Tulisan saya ini dapat dibilang terlambat, kalau menengok bukunya Usman telah terbit bulan September 2016 (menurut catatan Admin Dalfis), dan saya baru tahu tulisannya Alim yang terbit di basabasi.co, lewat tautan sedari facebooknya Kanjeng Tok (Awalludin GD Mualif), pada tanggal 29 September 2017 pun tidak langsung membacanya beserta tulisan Dea yang terkait di tirto.id, oleh rasanya tidak punya kepentingan pada penyair yang diterjemahkan Usman, pun saya tengah suntuk membaca ulang tulisan sendiri yang kehendaknya terbit tahun ini, tapi ketika Usman saya jawil melalui tag di fb tidak berkomentar hanya menjempolinya, maka jadi penasaran pada esainya Alim serta Dea. Lantas inilah jadinya saat jari-jemari menari mengudara. Tepat kata Alim, bahwa perbandingan puisi yang di buku dengan catatan di fb merupakan tindakan kurang adil, apalagi catatan tersebut telah lama mendekam dari tahun 2014 pun belum terbukukan, jadi kurang layak disoroti, dan pembandingnya pun tidak menyebutkan nama pena secara langsung, hanya menterakan ‘Admin Darul Lughah Al-Arabiyah Wal Fiqh As-Salafi (Dalfis)’ yang jika mengamati komentarnya Alim, ianya Musyfiqur Rahman.
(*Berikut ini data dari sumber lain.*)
PR #7401, opened 2021-08-17
Work around canImport(Combine) being broken in Xcode 13

tgoyne:
Xcode 13 beta 3 added a swiftinterface file for armv7 Combine which makes canImport(Combine) return true, but the swiftinterface file doesn't actually compile (and no armv7 devices can run OS versions with Combine). Work around this by replacing the `canImport(Combine)` checks with a define we manually set when building for armv7.

### DIFF
--- a/CHANGELOG.md
+++ b/CHANGELOG.md
@@ -4,10 +4,11 @@ x.y.z Release notes (yyyy-MM-dd)
 * None.
 
 ### Fixed
-* Fix crash in `MongoCollection.findOneDocument(filter:)` that occurred when no results were 
+* Fix crash in `MongoCollection.findOneDocument(filter:)` that occurred when no results were
   found for a given filter.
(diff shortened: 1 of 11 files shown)


leemaguire:
There still seems to be issues with Combine and it doesn't seem related to armv7?

❌  /Applications/Xcode-13.app/Contents/Developer/Platforms/iPhoneSimulator.platform/Developer/SDKs/iPhoneSimulator15.0.sdk/System/Library/Frameworks/Combine.framework/Modules/Combine.swiftmodule/i386-apple-ios-simulator.swiftinterface:57:59: 'AnyCancellable' is only available in iOS 13.0 or newer

tgoyne:
Oh, right, i386 is effected too. It's 32-bit iOS specifically that doesn't have Combine, so both device and simulator need to exclude it.

dianaafanador3 (approved):

leemaguire (approved):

Dan perlu pembaca ketahui, tulisan-tulisan saya yang gentayangan di website, blog, masih kerap saya benahi tanpa sepengetahuan pembaca ketika sebagai adminya. Untuk seimbangnya, kritisilah yang sudah tercetak; buku, koran, majalah, jurnal &ll. Penggal saja habis-habisan tidak masalah, meski pada jenjang selanjutnya banyak buku-buku ketika cetak ulang mengalami perombakan dan itu syah tidak masalah, apalagi buah karya puisi banyaklah versi meski dari tangan pertama sang penyairnya.
***
Sebenarnya persoalan ini tak akan sampai merantak kemari, jikalau penerjemahnya selain berendah hati juga mengedepankan kejujuran serta sikap keterbukaan, toh itu semua menambah keindahan di dalam alunan lagu belajar, meninggalkan sungkan maupun gengsi, sebab ajaran Islam sudah memberikan topangan terbaik pada prosesi menyusuri jalan hayati, semisal ‘Tuntutlah ilmu sejak dari buaian hingga liang lahat’ serta makolah-makolah lain, sedari hadits-hadits, ujaran para sahabat, petuah para ulama dsb, tentunya Usman telah hatam mempelajarinya. Berendah hati sudahlah bersikap jujur telah, seperti memberikan catatan karya sedari sumber aslinya, tapi penghapusan beberapa larik dari puisi aslinya juga seharusnya dikabarkan, semisal berkata-kata; “Ada beberapa larik puisi yang ‘seolah’ sengaja saya hapus sebab merasa kalau satu kata yang menempel di larik selanjutnya yang saya terjemahkan itu telah mewakili keberadaannya sebagai puisi tersebut.” Sehingga ketika terjadi kekeliruan dikarena tindak kehilafan fatal yang mendasar dari terjemahan tidaklah mengapa menerimanya, jika sebelumnya pada pengantar buku memberikan keterangan seperti; “Ada lelangkah kesengajaan merombak puisi aslinya ke dalam terjemahan berbahasa Indonesia, sebab merasa lebih sesuai bagi para pembaca di Tanah Air, atau mengikuti proses naik-turunnya saya di dalam belajar.” Jika itu yang ditempuh, kemungkinan kritikan Alim tak kan muncul dari yang paling mendasar hingga yang agak wajar (jika tidak dibilang kurang ajar), atas perubahan puisi-puisi terjemahan buah karya Nizar Qabbani, apalagi yang mengerjakannya juga penyair.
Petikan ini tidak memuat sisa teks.